(RECORD EXCERPTS Opens)

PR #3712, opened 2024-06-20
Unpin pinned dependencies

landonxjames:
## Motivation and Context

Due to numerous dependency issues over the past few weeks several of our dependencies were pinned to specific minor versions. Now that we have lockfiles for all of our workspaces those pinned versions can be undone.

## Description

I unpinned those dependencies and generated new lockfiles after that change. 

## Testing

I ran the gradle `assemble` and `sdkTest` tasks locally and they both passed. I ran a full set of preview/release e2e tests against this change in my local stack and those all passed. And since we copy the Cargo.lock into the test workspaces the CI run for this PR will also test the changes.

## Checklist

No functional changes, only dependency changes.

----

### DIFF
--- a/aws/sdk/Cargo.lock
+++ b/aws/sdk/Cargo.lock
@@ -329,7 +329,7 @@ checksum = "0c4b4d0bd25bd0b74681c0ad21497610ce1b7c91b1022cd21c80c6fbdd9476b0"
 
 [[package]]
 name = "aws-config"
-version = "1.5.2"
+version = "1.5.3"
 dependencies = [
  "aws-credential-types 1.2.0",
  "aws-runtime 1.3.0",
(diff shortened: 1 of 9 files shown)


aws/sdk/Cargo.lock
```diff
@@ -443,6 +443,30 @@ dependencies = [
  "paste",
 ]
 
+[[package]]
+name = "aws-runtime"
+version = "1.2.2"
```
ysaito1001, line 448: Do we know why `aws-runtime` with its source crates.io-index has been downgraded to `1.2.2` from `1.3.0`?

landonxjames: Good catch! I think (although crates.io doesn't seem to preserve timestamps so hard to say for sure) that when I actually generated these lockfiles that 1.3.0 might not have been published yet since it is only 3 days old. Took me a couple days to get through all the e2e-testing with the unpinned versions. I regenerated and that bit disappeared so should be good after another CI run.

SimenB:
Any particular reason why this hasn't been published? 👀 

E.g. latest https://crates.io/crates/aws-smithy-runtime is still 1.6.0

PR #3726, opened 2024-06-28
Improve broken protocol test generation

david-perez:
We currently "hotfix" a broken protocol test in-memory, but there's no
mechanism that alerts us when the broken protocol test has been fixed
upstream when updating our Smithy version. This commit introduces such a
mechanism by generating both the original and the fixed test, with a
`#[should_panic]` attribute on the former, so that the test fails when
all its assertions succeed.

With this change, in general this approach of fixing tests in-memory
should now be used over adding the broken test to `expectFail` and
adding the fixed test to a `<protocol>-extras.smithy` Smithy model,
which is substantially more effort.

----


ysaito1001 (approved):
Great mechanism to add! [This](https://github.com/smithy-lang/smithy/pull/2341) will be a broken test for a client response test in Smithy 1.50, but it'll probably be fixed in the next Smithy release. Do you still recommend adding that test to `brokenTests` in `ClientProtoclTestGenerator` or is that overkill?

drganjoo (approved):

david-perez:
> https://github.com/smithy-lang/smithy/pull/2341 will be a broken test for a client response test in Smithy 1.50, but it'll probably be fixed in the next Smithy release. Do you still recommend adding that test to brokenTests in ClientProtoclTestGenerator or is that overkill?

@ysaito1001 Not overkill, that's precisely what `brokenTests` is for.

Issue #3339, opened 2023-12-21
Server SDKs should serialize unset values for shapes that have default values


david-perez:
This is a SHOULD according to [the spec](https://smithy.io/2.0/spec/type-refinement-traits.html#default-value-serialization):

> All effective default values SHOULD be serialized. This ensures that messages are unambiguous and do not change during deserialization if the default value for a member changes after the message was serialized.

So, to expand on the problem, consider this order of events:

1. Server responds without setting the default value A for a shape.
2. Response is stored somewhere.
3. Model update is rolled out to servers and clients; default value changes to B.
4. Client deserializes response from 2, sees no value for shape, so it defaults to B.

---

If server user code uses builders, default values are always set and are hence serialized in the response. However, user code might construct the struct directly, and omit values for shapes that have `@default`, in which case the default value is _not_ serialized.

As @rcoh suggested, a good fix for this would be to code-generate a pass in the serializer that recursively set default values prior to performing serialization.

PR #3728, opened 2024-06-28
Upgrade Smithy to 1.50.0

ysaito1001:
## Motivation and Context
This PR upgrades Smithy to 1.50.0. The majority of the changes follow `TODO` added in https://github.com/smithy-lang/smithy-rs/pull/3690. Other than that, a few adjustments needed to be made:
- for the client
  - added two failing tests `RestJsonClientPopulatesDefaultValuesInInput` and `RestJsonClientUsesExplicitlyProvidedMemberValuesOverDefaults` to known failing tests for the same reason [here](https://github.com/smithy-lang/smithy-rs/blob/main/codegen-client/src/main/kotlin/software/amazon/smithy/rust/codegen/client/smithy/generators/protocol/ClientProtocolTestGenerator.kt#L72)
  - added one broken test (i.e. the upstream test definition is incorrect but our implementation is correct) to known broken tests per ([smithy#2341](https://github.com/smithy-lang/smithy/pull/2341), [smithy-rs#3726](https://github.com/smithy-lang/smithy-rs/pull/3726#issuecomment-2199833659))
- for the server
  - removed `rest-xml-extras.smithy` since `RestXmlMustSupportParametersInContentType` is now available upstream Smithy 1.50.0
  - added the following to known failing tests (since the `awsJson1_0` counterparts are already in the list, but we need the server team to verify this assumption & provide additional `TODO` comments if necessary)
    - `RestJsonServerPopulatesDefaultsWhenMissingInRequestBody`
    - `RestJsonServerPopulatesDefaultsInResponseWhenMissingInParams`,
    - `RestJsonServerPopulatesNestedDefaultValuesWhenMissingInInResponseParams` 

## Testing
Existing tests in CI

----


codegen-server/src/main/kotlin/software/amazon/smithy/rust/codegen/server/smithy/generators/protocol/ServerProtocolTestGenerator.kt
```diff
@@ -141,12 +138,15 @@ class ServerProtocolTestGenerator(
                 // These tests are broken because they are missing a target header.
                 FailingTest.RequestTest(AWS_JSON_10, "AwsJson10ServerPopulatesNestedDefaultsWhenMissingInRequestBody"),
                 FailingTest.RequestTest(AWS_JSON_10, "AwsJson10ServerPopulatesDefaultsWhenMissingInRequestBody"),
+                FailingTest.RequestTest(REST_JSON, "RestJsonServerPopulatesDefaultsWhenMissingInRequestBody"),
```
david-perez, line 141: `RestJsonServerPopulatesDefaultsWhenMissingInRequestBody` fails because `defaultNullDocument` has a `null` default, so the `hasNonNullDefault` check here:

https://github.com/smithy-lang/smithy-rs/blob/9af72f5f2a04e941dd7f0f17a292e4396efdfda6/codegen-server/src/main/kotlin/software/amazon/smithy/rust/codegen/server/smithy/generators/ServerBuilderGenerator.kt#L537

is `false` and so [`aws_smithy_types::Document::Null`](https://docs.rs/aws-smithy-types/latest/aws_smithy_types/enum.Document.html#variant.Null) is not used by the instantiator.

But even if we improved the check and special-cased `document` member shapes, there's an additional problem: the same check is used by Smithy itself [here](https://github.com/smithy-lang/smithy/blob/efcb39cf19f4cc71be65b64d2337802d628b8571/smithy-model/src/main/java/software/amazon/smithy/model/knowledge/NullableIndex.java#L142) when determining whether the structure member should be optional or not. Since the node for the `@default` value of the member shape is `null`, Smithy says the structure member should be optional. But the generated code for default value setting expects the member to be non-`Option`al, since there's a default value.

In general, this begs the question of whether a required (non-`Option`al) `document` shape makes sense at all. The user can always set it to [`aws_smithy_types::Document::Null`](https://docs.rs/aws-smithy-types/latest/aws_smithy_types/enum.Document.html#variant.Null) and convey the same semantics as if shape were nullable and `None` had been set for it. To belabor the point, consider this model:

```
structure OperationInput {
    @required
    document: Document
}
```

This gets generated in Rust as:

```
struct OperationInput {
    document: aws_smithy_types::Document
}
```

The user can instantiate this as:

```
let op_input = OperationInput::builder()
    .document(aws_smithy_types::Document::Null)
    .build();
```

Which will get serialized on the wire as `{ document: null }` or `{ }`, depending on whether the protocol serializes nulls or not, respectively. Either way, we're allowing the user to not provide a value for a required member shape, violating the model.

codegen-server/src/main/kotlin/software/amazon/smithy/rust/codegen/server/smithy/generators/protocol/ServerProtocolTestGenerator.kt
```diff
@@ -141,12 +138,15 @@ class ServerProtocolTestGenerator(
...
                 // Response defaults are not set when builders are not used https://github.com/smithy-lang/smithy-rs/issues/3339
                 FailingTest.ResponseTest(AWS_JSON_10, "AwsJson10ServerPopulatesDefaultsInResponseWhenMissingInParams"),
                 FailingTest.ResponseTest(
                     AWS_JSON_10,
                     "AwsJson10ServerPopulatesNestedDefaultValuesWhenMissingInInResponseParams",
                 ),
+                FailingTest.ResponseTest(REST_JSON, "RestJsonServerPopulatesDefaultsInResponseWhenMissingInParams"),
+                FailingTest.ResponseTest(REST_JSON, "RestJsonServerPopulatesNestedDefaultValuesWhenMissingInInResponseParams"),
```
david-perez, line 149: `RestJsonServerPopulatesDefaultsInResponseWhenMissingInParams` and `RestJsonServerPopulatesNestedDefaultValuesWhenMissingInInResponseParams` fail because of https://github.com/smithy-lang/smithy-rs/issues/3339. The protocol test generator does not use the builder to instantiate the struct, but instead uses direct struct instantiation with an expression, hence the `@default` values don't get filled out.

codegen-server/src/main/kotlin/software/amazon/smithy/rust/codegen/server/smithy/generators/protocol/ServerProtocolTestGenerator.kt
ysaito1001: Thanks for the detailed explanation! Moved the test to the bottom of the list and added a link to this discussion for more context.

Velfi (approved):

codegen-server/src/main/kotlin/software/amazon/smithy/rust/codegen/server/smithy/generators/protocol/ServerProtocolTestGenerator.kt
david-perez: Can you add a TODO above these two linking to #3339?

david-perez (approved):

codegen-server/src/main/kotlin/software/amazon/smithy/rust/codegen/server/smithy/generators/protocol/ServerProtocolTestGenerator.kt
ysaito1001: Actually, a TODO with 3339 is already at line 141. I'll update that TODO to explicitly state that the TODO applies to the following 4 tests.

(RECORD EXCERPTS Closes)
(RECORD EXCERPTS Opens)

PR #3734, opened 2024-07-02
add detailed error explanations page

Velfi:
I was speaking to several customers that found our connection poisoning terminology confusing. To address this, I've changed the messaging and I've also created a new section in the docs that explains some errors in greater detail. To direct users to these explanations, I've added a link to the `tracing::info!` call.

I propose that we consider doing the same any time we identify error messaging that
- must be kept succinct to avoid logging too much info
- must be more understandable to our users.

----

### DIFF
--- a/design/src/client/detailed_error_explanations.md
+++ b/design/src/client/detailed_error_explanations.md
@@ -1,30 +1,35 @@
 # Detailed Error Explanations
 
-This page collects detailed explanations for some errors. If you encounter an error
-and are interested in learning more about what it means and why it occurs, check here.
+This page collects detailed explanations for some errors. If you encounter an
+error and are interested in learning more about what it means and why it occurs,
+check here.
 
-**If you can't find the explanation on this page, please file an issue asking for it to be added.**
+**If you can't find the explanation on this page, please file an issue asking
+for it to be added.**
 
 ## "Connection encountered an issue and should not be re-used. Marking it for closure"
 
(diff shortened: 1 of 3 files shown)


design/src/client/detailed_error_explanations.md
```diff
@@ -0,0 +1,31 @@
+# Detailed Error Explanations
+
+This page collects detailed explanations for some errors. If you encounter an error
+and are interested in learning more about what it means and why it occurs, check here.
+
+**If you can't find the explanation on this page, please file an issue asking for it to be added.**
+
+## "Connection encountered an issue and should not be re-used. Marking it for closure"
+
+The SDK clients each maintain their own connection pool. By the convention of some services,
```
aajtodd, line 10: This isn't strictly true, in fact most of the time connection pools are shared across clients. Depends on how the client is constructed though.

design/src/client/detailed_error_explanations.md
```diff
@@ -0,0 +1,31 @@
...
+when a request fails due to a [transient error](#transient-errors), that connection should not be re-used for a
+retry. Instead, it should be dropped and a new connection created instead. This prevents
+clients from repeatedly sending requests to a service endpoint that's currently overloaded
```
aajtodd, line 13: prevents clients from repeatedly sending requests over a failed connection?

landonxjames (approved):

(RECORD EXCERPTS Closes)

*WHAT YOU WILL DO:* Copy all lines from the data above that contain the word "collects".

*ANSWER FOR THIS EXERCISE:*
-This page collects detailed explanations for some errors. If you encounter an error
+This page collects detailed explanations for some errors. If you encounter an
+This page collects detailed explanations for some errors. If you encounter an error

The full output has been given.